Two less categories as we combine adult, child and baby into a single category, person.

Dataset	Video	Localized	Video	# Videos	# Annotated	# Objects	# Predicate	# HOI	# HOI
Dataset	dataset?	object?	hours		images/frames	categories	categories	categories	Instances
HICO-DET (Chao et al., 2018)	✗	✓	-	-	47K	80	117	600	150K
V-COCO (Gupta and Malik, 2015)	✗	✓	-	-	10K	80	25	259	16K
AVA (Gu et al., 2018)	✓	✗	108	437	3.7M	-	49	80	1.6M
CAD-120 (Koppula et al., 2013)	✓	✓	0.57	0.5K	61K	13	6	10	32K
Action Genome (Ji et al., 2020)	✓	$\bigtriangleup$	82	10K	234K	35	25	157	1.7M
VidHOI	✓	✓	70	7122	7.3M	78 $\dagger$	50	557	755K

3.4. Prediction

We fuse the aforementioned features, including correctly-localized visual features $\bar{v}$ , spatial-temporal masking pose features $p$ , and instance trajectories $j$ by concatenating them along the last axis

(3)

v_{\text{so}}=[\bar{v}_{s};\bar{v}_{u};\bar{v}_{o};j_{s};j_{o};\bar{p}_{so}],\\

where we slightly abuse the notation to denote the subscriptions $s$ as the subject, $o$ as the object and $u$ as their union region. $v_{\text{so}}$ is then fed into two linear layers with the final output size being the number of interaction classes in the dataset. Since VideoHOI is essentially a multi-label learning task, we train the model with per-class binary cross entropy loss.

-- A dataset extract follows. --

PR #34954, opened 2026-05-12
eth/protocols/eth: fix return early when and skips tracker.Fulfil

cuiweixie:


fjl:
We will not merge this because geth does not request transactions before `AcceptTxs` turns to `true`. As such, there will be no PooledTransactions responses before that time. And even if we did make a few such requests, they would simply expire in the tracker.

During inference, we follow the heuristics in image-based HOI (Chao et al., 2018) to sort all the possible pairs by their softmax scores and evaluate on only top 100 predictions.

4. Experiments

4.1. Dataset and Performance Metric

While we have discussed in section 2.1 about the problem of lacking a suitable VideoHOI dataset by analyzing CAD-120 (Koppula et al., 2013), we further explain why Action Genome (Ji et al., 2020) is also not a feasible choice here. First, the authors acknowledged that the dataset is still incomplete and contains incorrect labels (Ji, 2020). Second, Action Genome is produced by annotating Charades (Sigurdsson et al., 2016), which is originally designed for activity classification where each clip contains only one ”actor” performing predefined tasks; should any other people show up, there are neither any bounding box nor interaction label about them. Finally, the videos are purposedly-generated by volunteers, which are rather unnatural. In contrast, VidHOI are based on VidOR (Shang et al., 2019) which is densely annotated with all humans and predefined objects showing up in each frame. VidOR is also more challenging as the videos are non-volunteering user-generated and thus jittery at times. A comparison of VidHOI and the existing STAD and HOI datasets is presented in Table 1.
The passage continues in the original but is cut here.